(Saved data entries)
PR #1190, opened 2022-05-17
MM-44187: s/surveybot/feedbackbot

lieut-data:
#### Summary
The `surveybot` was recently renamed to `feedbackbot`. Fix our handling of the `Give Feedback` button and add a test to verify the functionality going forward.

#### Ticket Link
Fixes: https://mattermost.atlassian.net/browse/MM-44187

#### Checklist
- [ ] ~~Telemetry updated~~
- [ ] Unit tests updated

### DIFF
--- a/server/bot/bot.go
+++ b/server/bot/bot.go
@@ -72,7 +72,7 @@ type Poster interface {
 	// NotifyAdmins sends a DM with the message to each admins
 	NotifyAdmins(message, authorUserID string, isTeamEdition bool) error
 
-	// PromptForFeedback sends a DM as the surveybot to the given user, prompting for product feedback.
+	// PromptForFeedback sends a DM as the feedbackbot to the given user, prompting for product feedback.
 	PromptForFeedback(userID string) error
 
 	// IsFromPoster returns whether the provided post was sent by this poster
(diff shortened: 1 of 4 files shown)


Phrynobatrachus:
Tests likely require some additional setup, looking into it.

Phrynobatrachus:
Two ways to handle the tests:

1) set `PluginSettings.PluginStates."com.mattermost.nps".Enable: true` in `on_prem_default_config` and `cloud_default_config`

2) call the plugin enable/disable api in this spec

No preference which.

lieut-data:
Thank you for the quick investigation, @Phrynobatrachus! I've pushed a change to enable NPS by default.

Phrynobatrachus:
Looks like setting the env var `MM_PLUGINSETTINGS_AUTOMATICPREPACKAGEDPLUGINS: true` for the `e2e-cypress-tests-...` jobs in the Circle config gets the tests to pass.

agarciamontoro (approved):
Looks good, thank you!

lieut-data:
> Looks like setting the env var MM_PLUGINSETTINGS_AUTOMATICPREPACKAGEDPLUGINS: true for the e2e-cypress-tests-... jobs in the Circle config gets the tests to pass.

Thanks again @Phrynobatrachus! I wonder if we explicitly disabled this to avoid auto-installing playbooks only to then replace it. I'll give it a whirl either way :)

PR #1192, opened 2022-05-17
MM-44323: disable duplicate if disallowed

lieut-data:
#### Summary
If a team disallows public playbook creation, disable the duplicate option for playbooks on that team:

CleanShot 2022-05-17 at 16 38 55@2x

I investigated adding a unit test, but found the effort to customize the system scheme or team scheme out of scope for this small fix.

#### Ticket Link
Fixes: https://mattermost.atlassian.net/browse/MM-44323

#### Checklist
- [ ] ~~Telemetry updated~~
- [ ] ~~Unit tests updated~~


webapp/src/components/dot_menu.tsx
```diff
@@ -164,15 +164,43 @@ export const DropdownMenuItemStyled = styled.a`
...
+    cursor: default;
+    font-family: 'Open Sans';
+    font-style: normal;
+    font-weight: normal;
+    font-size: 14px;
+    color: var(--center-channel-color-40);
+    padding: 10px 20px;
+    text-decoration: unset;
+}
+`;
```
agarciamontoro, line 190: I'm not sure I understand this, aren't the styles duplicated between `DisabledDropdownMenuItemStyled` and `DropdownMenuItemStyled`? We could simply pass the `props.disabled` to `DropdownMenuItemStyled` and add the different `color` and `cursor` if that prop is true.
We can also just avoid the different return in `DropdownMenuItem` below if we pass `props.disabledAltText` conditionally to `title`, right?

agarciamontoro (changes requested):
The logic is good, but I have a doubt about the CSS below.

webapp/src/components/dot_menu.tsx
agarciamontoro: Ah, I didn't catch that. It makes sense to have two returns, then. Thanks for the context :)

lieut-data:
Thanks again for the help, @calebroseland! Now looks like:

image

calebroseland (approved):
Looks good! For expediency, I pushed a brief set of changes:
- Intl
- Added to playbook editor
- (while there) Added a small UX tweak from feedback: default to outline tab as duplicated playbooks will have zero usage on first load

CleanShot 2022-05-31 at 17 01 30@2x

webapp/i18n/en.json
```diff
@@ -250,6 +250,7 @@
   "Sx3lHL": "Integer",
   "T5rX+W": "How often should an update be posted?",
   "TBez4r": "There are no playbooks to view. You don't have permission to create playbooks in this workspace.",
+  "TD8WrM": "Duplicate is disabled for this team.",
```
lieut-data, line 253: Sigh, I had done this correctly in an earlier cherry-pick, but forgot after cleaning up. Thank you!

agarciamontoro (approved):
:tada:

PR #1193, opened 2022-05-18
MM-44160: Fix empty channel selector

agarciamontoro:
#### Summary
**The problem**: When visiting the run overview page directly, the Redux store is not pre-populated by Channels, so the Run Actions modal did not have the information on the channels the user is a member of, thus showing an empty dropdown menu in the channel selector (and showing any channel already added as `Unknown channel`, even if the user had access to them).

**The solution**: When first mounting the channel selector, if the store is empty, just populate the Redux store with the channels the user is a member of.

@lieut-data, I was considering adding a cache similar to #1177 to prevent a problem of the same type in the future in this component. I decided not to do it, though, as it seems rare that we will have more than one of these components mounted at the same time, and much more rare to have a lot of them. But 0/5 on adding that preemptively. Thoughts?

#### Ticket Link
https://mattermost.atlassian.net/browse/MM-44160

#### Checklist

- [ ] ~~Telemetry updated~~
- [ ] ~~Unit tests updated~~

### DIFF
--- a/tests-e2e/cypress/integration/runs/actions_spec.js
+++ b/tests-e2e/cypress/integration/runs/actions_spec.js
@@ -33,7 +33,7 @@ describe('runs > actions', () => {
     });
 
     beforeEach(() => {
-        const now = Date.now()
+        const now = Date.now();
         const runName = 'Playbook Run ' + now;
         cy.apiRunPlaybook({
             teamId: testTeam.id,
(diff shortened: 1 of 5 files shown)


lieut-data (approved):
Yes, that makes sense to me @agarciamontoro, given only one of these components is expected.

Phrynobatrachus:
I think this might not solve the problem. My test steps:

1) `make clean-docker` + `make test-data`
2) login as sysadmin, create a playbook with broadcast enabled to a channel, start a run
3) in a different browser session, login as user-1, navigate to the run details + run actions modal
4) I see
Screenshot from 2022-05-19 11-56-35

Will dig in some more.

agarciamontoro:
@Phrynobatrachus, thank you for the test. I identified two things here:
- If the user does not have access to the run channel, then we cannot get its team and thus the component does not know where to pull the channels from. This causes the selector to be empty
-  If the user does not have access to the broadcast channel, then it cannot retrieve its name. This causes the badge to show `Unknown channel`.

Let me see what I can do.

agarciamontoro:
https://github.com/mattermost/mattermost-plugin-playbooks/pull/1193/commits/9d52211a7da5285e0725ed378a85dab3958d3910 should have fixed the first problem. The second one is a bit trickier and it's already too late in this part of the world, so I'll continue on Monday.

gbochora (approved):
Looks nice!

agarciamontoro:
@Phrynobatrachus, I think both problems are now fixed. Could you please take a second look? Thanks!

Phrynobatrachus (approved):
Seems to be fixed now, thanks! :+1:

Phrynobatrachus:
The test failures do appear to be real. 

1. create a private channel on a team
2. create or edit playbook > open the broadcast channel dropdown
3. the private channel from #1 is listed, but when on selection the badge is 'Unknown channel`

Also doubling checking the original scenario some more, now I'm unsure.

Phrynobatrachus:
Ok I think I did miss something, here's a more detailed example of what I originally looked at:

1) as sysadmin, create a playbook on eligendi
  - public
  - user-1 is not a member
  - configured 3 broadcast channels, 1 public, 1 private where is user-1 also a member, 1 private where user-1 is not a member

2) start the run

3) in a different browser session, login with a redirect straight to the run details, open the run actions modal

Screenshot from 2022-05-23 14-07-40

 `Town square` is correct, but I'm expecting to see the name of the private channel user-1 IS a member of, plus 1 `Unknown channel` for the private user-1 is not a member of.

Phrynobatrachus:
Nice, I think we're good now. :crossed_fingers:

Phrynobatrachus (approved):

## What you should do
Take exactly the lines from the one containing "Thank you for the quick" through the one containing "var MM_PLUGINSETTINGS_AUTOMATICPREPACKAGEDPLUGINS: true" in the data above, and output them with nothing added.

## Task response
Thank you for the quick investigation, @Phrynobatrachus! I've pushed a change to enable NPS by default.

Phrynobatrachus:
Looks like setting the env var `MM_PLUGINSETTINGS_AUTOMATICPREPACKAGEDPLUGINS: true` for the `e2e-cypress-tests-...` jobs in the Circle config gets the tests to pass.

agarciamontoro (approved):
Looks good, thank you!

lieut-data:
> Looks like setting the env var MM_PLUGINSETTINGS_AUTOMATICPREPACKAGEDPLUGINS: true for the e2e-cypress-tests-... jobs in the Circle config gets the tests to pass.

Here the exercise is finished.